First, let's calculate \( \log_{64}( \frac{1}{16} ) \):
Using the property of logarithms, we rewrite \( \frac{1}{16} \) as \( 16^{-1} \):
\[ \log_{64}( \frac{1}{16} ) = \log_{64}(16^{-1}) = -\log_{64}(16) \]
Now, note that \( 64 = 4^3 \) and \( 16 = 4^2 \).

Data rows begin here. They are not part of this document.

PR #7949, opened 2021-04-13
[MU4] Added key navigation for palette panel 

igorkorsukov:
Just prototype 

Navigation pattern

```
     c1   c2        c3      c4
r1   [    [e]       [d]     [m] ]       
r2        [p1]
r3        [p2]
r4        [pn]
r5        [mo]
r6   [    [e]       [d]     [m] ]       
r7        [p1]
r8        [p2]
r9        [pn]
r10       [mo]
r11  [    [e]       [d]     [m] ]    
r12  [    [e]       [d]     [m] ]   
```

https://user-images.githubusercontent.com/3818029/114538190-61164480-9c53-11eb-903a-8d3ca4d2f1a5.mp4

### DIFF
--- a/src/framework/uicomponents/qml/MuseScore/UiComponents/FlatButton.qml
+++ b/src/framework/uicomponents/qml/MuseScore/UiComponents/FlatButton.qml
@@ -33,17 +33,8 @@ FocusableControl {
 
     opacity: root.enabled ? 1.0 : ui.theme.itemOpacityDisabled
 
-    onInternalClicked: {
-        root.clicked()
-    }
-
-    onInternalPressAndHold: {
-        root.pressAndHold()
-    }
-
-    onInternalTriggered: {
-        root.clicked()
-    }
+    mouseArea.onClicked: root.clicked()
+    mouseArea.onPressAndHold: root.pressAndHold()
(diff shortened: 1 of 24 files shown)


src/framework/uicomponents/qml/MuseScore/UiComponents/FlatButton.qml
```diff
@@ -33,30 +33,10 @@ FocusableControl {
...
+    mouseArea.onPressAndHold: root.pressAndHold()
 
-    mouseArea.hoverEnabled: true
-    mouseArea.onContainsMouseChanged: {
-        if (!Boolean(root.hint)) {
-            return
-        }
-
-        if (mouseArea.containsMouse) {
-            ui.tooltip.show(this, root.hint)
```
Eism, line 55: do we no longer show the tooltip for buttons on hover?

igorkorsukov: Oops, this is a mistake, possibly an incorrectly resolved conflict. 
Fixed (returned), thanks!

Eism (approved):

PR #7952, opened 2021-04-13
Fix #318860: Restore rest offset with slash notation in voices 3 and 4

tobik:
Resolves: *https://musescore.org/en/node/318800#comment-1074094*

*Reintroduce offsets for rests in voice 3 and 4 (1-based) in connection with slash notation* 

According to https://musescore.org/en/node/318800#comment-1074063 slash notation in voice 1 and 2 are full size and not offset outside the stuff, voice 3 and 4 are small and outside the stuff.


Jojo-Schmitz (approved):

libmscore/rest.cpp
```diff
@@ -532,7 +532,7 @@ int Rest::computeLineOffset(int lines)
                   }
             }
 
-      if (offsetVoices) {
+      if (offsetVoices && voice() < 2) {
```
Jojo-Schmitz, line 535: This means voice 1 and 2, right? IIRC `voice()` is 0 based.

tobik: Yes, don't offset voice 1 and voice 2 in combination with slash notation, but do offset voice 3 and 4

Jojo-Schmitz: Might be worth a comment explaining this?

tobik: For detailed description please see https://musescore.org/en/node/318800#comment-1074063

Jojo-Schmitz: Yes, that's where I found it. Might be good though to summarize this in a short comment in the code

Jojo-Schmitz:
The 1st vtest fail shows an expected difference, and indeed needs fixing of the ref file.
The 2nd vtest fail is expected too, but for a different reason: it does not take the new/change ref file into account, but takes the one from the previous commit. So it is OK to have this vtest fail.

tobik:
Then vtest will be OK with the next commit? One more reason to add the suggested remark :-)

Jojo-Schmitz:
Not sure whether the vtests pick on the ref files of the previous commit, or the one the entire PR is based on.
But when in doubt, try it out ;-) and add a 3rd commit to add such a comment.
If it helps getting past the vtest fail, fine, if it doesn't, fine too, in any case I guess this PR should have only 1 commit in the end, and then would fail the vtest again. As we know about it, and verfied that the vtest fail is OK and has been dealt with properly, this won't be a problem as far as getting this PR merged. Except that it may need to get ported over to master (too).

Jojo-Schmitz (approved):

Jojo-Schmitz:
OK, apparently the vtests use the last commit before the entire PR for comparison

MarcSabatella (approved):
Looks good to me!

Jojo-Schmitz:
I guess you should squash these 3 commits into just one. I've ported it over to master meanwhile. see #8017

vpereverzev:
merged into master, 3.x merges are closed

Issue #7925, opened 2021-04-10
[MU4 Issue] No playback when entering notes (plays when clicking on them though)


vshalkevich:
**Describe the bug**
No playback when entering notes (plays when clicking on them though)

**To Reproduce**
1. Create a score
2. Click on a Pencil icon (or CTRL + N shortcut) to enter Note Input Mode
3. Put a note on the Score

**Expected behavior**
Note should make sound when it`s added on a score (like in MuseScore 3)

**Desktop (please complete the following information):**
MacOS
Windows 10

PR #7954, opened 2021-04-14
[MU4] Implement playback when entering notes

aaaeka:
Resolves: #7925 

### DIFF
--- a/src/notation/internal/notationactioncontroller.cpp
+++ b/src/notation/internal/notationactioncontroller.cpp
@@ -425,6 +425,8 @@ void NotationActionController::addNote(NoteName note, NoteAddingMode addingMode)
     }
 
     noteInput->addNote(note, addingMode);
+
+    playSelectedElement();
 }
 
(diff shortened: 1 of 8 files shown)


src/notation/internal/notationactioncontroller.cpp
```diff
@@ -1386,6 +1392,25 @@ void NotationActionController::toggleScoreConfig(ScoreConfigType configType)
...
+    Element* element = interaction->selection()->element();
+    if (!element || !element->isNote()) {
+        return;
+    }
+
+    if (playbackConfiguration()->playChordWhenEditing()) {
+        element = element->elementBase();
+    }
+
+    playbackController()->playElementOnClick(element);
```
igorkorsukov, line 1411: I think now it is better to rename the method `playElementOnClick` to like `playElement` :)

aaaeka: Renamed

PR #8355, opened 2021-06-18
Renamed global paths getters

igorkorsukov:
And added page about resources to wiki: https://github.com/musescore/MuseScore/wiki/Resources

### DIFF
--- a/src/extensions/internal/extensionsconfiguration.cpp
+++ b/src/extensions/internal/extensionsconfiguration.cpp
@@ -53,7 +53,7 @@ void ExtensionsConfiguration::init()
 {
     settings()->setDefaultValue(CHECK_FOR_UPDATE, Val(true));
 
-    settings()->setDefaultValue(USER_EXTENSIONS_PATH, Val(globalConfiguration()->sharePath().toStdString() + EXTENSIONS_DIR.toStdString()));
+    settings()->setDefaultValue(USER_EXTENSIONS_PATH, Val((globalConfiguration()->appDataPath() + EXTENSIONS_DIR).toStdString()));
     settings()->valueChanged(USER_EXTENSIONS_PATH).onReceive(nullptr, [this](const Val& val) {
         m_extensionsPathChanged.send(val.toString());
     });
@@ -269,5 +269,5 @@ io::path ExtensionsConfiguration::extensionTemplatesPath(const QString& extensio
 
 io::path ExtensionsConfiguration::extensionsDataPath() const
 {
-    return globalConfiguration()->dataPath() + EXTENSIONS_DIR;
+    return globalConfiguration()->userDataPath() + EXTENSIONS_DIR;
 }
--- a/src/instruments/internal/instrumentsconfiguration.cpp
+++ b/src/instruments/internal/instrumentsconfiguration.cpp
@@ -37,7 +37,7 @@ static const Settings::Key SECOND_SCORE_ORDER_LIST_KEY(module_name, "application
 void InstrumentsConfiguration::init()
 {
     settings()->setDefaultValue(FIRST_INSTRUMENT_LIST_KEY,
-                                Val(globalConfiguration()->sharePath().toStdString() + "instruments/instruments.xml"));
+                                Val(globalConfiguration()->appDataPath().toStdString() + "instruments/instruments.xml"));
     settings()->valueChanged(FIRST_INSTRUMENT_LIST_KEY).onReceive(nullptr, [this](const Val&) {
         m_instrumentListPathsChanged.notify();
     });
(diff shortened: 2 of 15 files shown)


src/extensions/internal/extensionsconfiguration.cpp
```diff
@@ -53,7 +53,7 @@ void ExtensionsConfiguration::init()
 {
     settings()->setDefaultValue(CHECK_FOR_UPDATE, Val(true));
 
-    settings()->setDefaultValue(USER_EXTENSIONS_PATH, Val(globalConfiguration()->sharePath().toStdString() + EXTENSIONS_DIR.toStdString()));
+    settings()->setDefaultValue(USER_EXTENSIONS_PATH, Val((globalConfiguration()->appDataPath() + EXTENSIONS_DIR).toStdString()));
```
igorkorsukov, line 56: @Eism It looks like there is a mistake. The key is called `user...` and the application data folder is used (not the user data folder)

cbjeukendrup:
For MuseScore 3, on macOS it was like this: 
* `mscore.app/Contents/Resources/`
    * (app data)
    * NOTE: is Read-only, on macOS!!
* `~/Documents/MuseScore[Version]/`
    * Extensions/
    * Images/
    * Plugins/
    * Scores/
    * SoundFonts/
    * Styles/
    * Templates/
* `~/Library/Application Support/MuseScore/MuseScore[Version]/`
    * locale/ = downloaded translations
    * plugins/ = ??
    * QtWebEngine/ = ??
    * tours/ 
        * completedTours.list
    * workspaces/
    * session
    * shortcuts.xml
* `~/Library/Preferences/org.musescore.MuseScore[Version].plist`

I think it's okay to have the preferences file in that place (that's very common for macOS apps). 

About the other user data paths:
I think there are two things. 
A path like `~/Documents/MuseScore[Version]/` for "visible" user data, like templates, style files, SoundFonts; things the user installs or edits.
And a path like `~/Library/Application Support/MuseScore/MuseScore[Version]/` for "hidden" data, e.g. data that will/should not be displayed in its raw form to the user, like which tours are completed, session files, and auto-save files.

In MuseScore 3, shortcuts.xml is also in the "hidden" user data folder. I think this is good, because it's bad if an uneducated user edits this file and corrupts it, and because the values inside it can also be edited via the GUI. 

When the user wants to share this file, it can be "exported" in the Preferences dialog, so that the user can save a copy of the file somewhere they choose, and then also imported.

src/extensions/internal/extensionsconfiguration.cpp
cbjeukendrup: I think it should indeed be "userDataPath", and also a `+ "/" ` is missing.

igorkorsukov:
> For MuseScore 3, on macOS it was like this:
> 
> * `mscore.app/Contents/Resources/`
>   
>   * (app data)
>   * NOTE: is Read-only, on macOS!!
> * `~/Documents/MuseScore[Version]/`
>   
>   * Extensions/
>   * Images/
>   * Plugins/
>   * Scores/
>   * SoundFonts/
>   * Styles/
>   * Templates/
> * `~/Library/Application Support/MuseScore/MuseScore[Version]/`
>   
>   * locale/ = downloaded translations
>   * plugins/ = ??
>   * QtWebEngine/ = ??
>   * tours/
>     
>     * completedTours.list
>   * workspaces/
>   * session
>   * shortcuts.xml
> * `~/Library/Preferences/org.musescore.MuseScore[Version].plist`
> 
> I think it's okay to have the preferences file in that place (that's very common for macOS apps).
> 
> About the other user data paths:
> I think there are two things.
> A path like `~/Documents/MuseScore[Version]/` for "visible" user data, like templates, style files, SoundFonts; things the user installs or edits.
> And a path like `~/Library/Application Support/MuseScore/MuseScore[Version]/` for "hidden" data, e.g. data that will/should not be displayed in its raw form to the user, like which tours are completed, session files, and auto-save files.
> 
> In MuseScore 3, shortcuts.xml is also in the "hidden" user data folder. I think this is good, because it's bad if an uneducated user edits this file and corrupts it, and because the values inside it can also be edited via the GUI.
> 
> When the user wants to share this file, it can be "exported" in the Preferences dialog, so that the user can save a copy of the file somewhere they choose, and then also imported.

Thanks for the info, I started trying to figure out which path to what.

src/instruments/internal/instrumentsconfiguration.cpp
```diff
@@ -48,7 +48,7 @@ void InstrumentsConfiguration::init()
     });
 
     settings()->setDefaultValue(FIRST_SCORE_ORDER_LIST_KEY,
-                                Val(globalConfiguration()->sharePath().toStdString() + "instruments/orders.xml"));
+                                Val(globalConfiguration()->appDataPath().toStdString() + "instruments/orders.xml"));
```
igorkorsukov, line 51: Looks like there is missing `/`

vpereverzev (approved):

Therefore, we can express our logarithm using base 4:
\[ -\log_{64}(16) = -\frac{\log_4(16)}{\log_4(64)} \]
Calculating those logarithms:
- \( \log_4(16) = \log_4(4^2) = 2 \)
- \( \log_4(64) = \log_4(4^3) = 3 \)
This gives us:
\[ -\log_{64}(16) = -\frac{2}{3} = -\frac{2}{3} \]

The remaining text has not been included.